PR #12444, opened 2024-04-28
Enable cross-site translations

### LINKED ISSUE #7844: Add .Site.Language.I18n method (or .Translate?)
Following the support question in [this forum thread](https://discourse.gohugo.io/t/get-i18n-string-from-arbitrary-language-not-current-pages-language/28811): it would be nice to have `site.Translation` method to leverage `i18n` information from the `.Translations` range.

jmooring:
This introduces two methods to enable cross-site translations:

- Site.Translate returns a translated string in the language of the given site.

  {{ range .AllTranslations }} {{ .Site.Translate "cat" 6 }} {{ end }}

- Sites.GetSite returns the site corresponding to the given language. This method simplifies cross-site translations.

  {{ with .Sites.GetSite "en" }} {{ .Translate "dog" 7 }} {{ end }}

Closes #7844

### DIFF
--- a/resources/page/site.go
+++ b/resources/page/site.go
@@ -21,6 +21,7 @@ import (
 	"github.com/gohugoio/hugo/config/privacy"
 	"github.com/gohugoio/hugo/config/services"
 	"github.com/gohugoio/hugo/identity"
+	"github.com/spf13/cast"
 
 	"github.com/gohugoio/hugo/config"
 
@@ -145,6 +146,20 @@ func (s Sites) First() Site {
 		return nil
 	}
 	return s[0]
+}
+
+// GetSite returns the site corresponding to the given language.
+func (s Sites) GetSite(lang string) (Site, error) {
+	slang, err := cast.ToStringE(lang)
+	if err != nil {
+		return nil, err
+	}
+	for _, site := range s {
+		if site.Language().Lang == slang {
+			return site, nil
+		}
+	}
+	return nil, nil
 }
 
 // Some additional interfaces implemented by siteWrapper that's not on Site.
--- a/langs/i18n/i18n_integration_test.go
+++ b/langs/i18n/i18n_integration_test.go
@@ -126,3 +126,43 @@ title: home_es
 	b.AssertFileContent("public/es/index.html", `home_es_gato`)
 	b.AssertFileContent("public/fr/index.html", `home_fr_gato`)
 }
+
+// Issue 7844
+func TestSiteLanguageTranslate(t *testing.T) {
+	t.Parallel()
+
+	files := `
+-- hugo.toml --
+disableKinds = ['page','rss','section','sitemap','taxonomy','term']
+defaultContentLanguage = 'de'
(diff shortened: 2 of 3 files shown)


hugolib/site_new.go
```diff
@@ -558,3 +559,9 @@ func (s *Site) AllPages() page.Pages {
 func (s *Site) AllRegularPages() page.Pages {
 	return s.h.RegularPages()
 }
+
+// Translate returns a translated string for id.
+func (s *Site) Translate(id string, args ...any) (string, error) {
+	ctx := context.Background()
```
bep, line 565: Add `ctx` as the first arg in `Translate`. It will be "auto injected".

That said. I don't remember the original issue, but looking at the below I would say that this methods belongs on the `Language` struct.

You would need to say `.Site.Language.Translate` ... which is a little longer ... but cleaner.

hugolib/site_new.go
```diff
@@ -558,3 +559,9 @@ func (s *Site) AllPages() page.Pages {
...
+	return lang.New(s.Deps, langs.GetTranslator(s.Language())).Translate(ctx, id, args...)
```
bep, line 566: The above is propbably simpler to reason about when moving the method, but we do not want to create a new language for each translated string.

resources/page/site.go
```diff
@@ -147,6 +152,19 @@ func (s Sites) First() Site {
...
+	slang, err := cast.ToStringE(lang)
+	if err != nil {
+		return nil, err
+	}
+	for _, site := range s {
+		if site.Language().Lang == slang {
+			return site, nil
+		}
+	}
+	return nil, fmt.Errorf("unable to find site with lang %q", lang)
```
bep, line 165: I think it matches _most_ of the similar situations to return nil in this case. That way you can try to translate arbitrary languages by wrapping it in `with`.

bep (changes requested):

resources/page/site.go
jmooring: Thanks for the review. It looks like you have recently implemented something similar to site.GetSites while working on the pages from data stuff, so I was going to hold off until that was finalized. It looked like it I might get hugo.GetSite for free. Let me know if that's not accurate.

bep: No, I haven't touched anything similar in that branch. What I was concerned about in that setting was to make sure that when you do `i18n` and similar, you would get the _current_ site/language's translation, the same as you do today in `single.html` and friends.

bep: That said #12440 is shaping up nicely. I need to take it the final mile (resources support is missing, for one), but I have tested it out on a "real project" and it's very nice to work with (especially after I figured out how to map the `gotmpl` extension to `html` in VSCode). Having it in the templates gives the unexpected benefit of partial rebuilds "for free", so edits to assets included via `resources.Get` etc. just works. I also think this finally can make Hugo's OpenAPI integration generally useful.

jmooring:
I am unable to figure this out in a reasonable time frame, so I am going to punt for now.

# # # # # # #

** The task **
Find the count of lines in the data above where the word "need" occurs, and write down only that count.

** Response to the task **
2